IF you're thinking of fixing your loan to offset rising interest rates, the chances are it could be too late.

To fix or not to fix your home loan

IF you’re thinking of fixing your loan, the chances are it could be too late. Like variable home loans, fixed rates have risen in recent times and the chances are, you might not save anything at all by locking in the rate on your mortgage.

Indeed, a fixed loan could cost your more in interest than if you stuck to a variable loan, especially if you take up a discounted variable loan. And if interest rates do eventually fall, you won't benefit.

Fixed-rate loans accounted for 23.5 per cent of all home loans taken out in December, according to the Australian Bureau of Statistics. The proportion of loans fixed is well up from the 16.6 per cent average in 2006 and is twice the historic average, according to Westpac Bank.

You will only achieve an interest-rate saving with a fixed loan if interest rates keep on rising during the term of the fixed loan.

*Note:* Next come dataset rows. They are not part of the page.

PR #7836, opened 2024-03-15
Bump dependencies

chrisduerr:
This bumps all dependencies that can be updated without introducing a build failure.

---

Might make sense to wait for sctk-adwaita to update crossfont to 0.8.0.

### DIFF
--- a/CHANGELOG.md
+++ b/CHANGELOG.md
@@ -7,10 +7,6 @@ The format is based on [Keep a Changelog](https://keepachangelog.com/en/1.0.0/).
 
 ## 0.14.0-dev
 
-### Packaging
-
-- Minimum Rust version has been bumped to 1.72.0
-
 ### Added
 
 - Default `Home`/`End` bindings in Vi mode mapped to `First`/`Last` respectively
--- a/Cargo.lock
+++ b/Cargo.lock
@@ -10,9 +10,9 @@ checksum = "f26201604c87b1e01bd3d98f8d5d9a8fcbb815e8cedb41ffccbeb4bf593a35fe"
 
 [[package]]
 name = "ahash"
-version = "0.8.8"
+version = "0.8.11"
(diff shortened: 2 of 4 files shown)


chrisduerr:
Debian only has 1.70 in SID, while we need at least 1.72. This patch would require 1.74. So it might be best to hold back the clippy update until the next release.

kchibisov:
I don't really want to bump MSRV for patch version, because patch will not be pulled by e.g. debian. The deps we have right now are _fine_.

chrisduerr:
> The deps we have right now are fine.

I think it makes sense to bump deps for non-breaking stuff? Especially for macOS/Windows users.

kchibisov:
The `windows-sys` doesn't really matter, since winit uses the `0.48`, as well as `glutin` so majority of windows code will use `0.48` and our small portion using `0.52` will just increase binary for no reason.

As for bugfixes it's fine, but `ahash` is the one bumping `MSRV` even further I think, so we should just bump everything except it if you want to cherry-pick.

You can split bumps into multiple commits if you want so, but windows stuff I'll bump along with winit 0.30/glutin 0.32 bump.

chrisduerr:
> The windows-sys doesn't really matter, since winit uses the 0.48, as well as glutin so majority of windows code will use 0.48 and our small portion using 0.52 will just increase binary for no reason.

We already are pulling 0.52 anyway, so no reason not to.

> As for bugfixes it's fine, but ahash is the one bumping MSRV even further I think, so we should just bump everything except it if you want to cherry-pick.

ahash seems to build fine with 1.72.0.

kchibisov:
>ahash seems to build fine with 1.72.0.

That's correct, but we'll need 1.70 for cherry pick, and ahash wants 1.72, thus we'd need to downgrade it when picking or make it a separate bump or something.

kchibisov (approved):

But the best time to fix is before interest rates start rising. Given interest rates have already risen seven times in two years, and 11 times since June 2002, the best time to fix is probably behind us.

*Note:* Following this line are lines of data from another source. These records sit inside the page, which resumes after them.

PR #1125, opened 2017-08-21
Fix Some Problem When Using DomPDF

MikeMaldini:
When I Using DomPDF to Convert Word , I Find Some Problems So I Try To Fix It


troosan:
merged in develop branch

PR #1137, opened 2017-09-08
[Doc] elements add reference to constant

brutalcrozt:
referencing constant (PHPWord_Style_ListItem) to the source on github via permalink.

Please let me know if the sphinx syntax is wrong, this is my first time using it :smile:


troosan:
I'm not sure the idea was to have a link to the code. I guess the idea was to just print the Class name. So it should be PHPWord\\Style\\ListItem
Anyway, the link does not seem to work when it contains slashes or _

brutalcrozt:
@troosan i got it, but my idea is just to simplify when reading the doc, if the reader want to know the available constant.

brutalcrozt:
maybe any idea to listing available constant on the documentation?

If official interest rates fall, you may be left with a higher fixed interest rate than prevailing variable rates. And that’s a real possibility with interest rates falling in the US. That drop in borrowing costs could eventually spread to Australia. Maybe not this year, but rates might fall next year or the year after.

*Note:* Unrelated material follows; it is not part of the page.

PR #1142, opened 2017-09-18
Allow zendframework/zend-escaper up to 2.5.x ?

Artusamak:
Hello, thanks for this libray, i'm eager to be able to test it against a Drupal 8 project.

If you're in the market for a mortgage, a variable interest rate mortgage may still be a cheaper option than a fixed loan in the long run, especially if you opt for a basic variable-rate home loan.

According to data from the Reserve Bank of Australia, average interest rates on discounted variable home loans were 8.1 per cent in Janaury 2008.

That was cheaper than the average on three-year fixed rates of 8.45 per cent.

But if you like certainty, a fixed loan could still be for you. You may pay for the certainty of knowing your loan repayments won't go up, but at least you have that security.

But you also need to be aware that it may be very expensive to exit a fixed loan. Banks usually limit extra repayments on fixed loans (which could otherwise help you to reduce interest costs) and fixed mortgages may also limit or attract high rates for redrawing.

Most fixed loans don’t have offset facilities, which are common on variable loans and allow you to cut interest costs substantially by allowing the balance in your savings account to offset your home-loan balance, thereby cutting interest charges.

If you do want the security of fixing your loan, but don't want to take the risk that rates will fall, then splitting your loan into fixed and variable portions could be a good idea. That way, you can balance your risks and get some certainty into your home-loan repayments.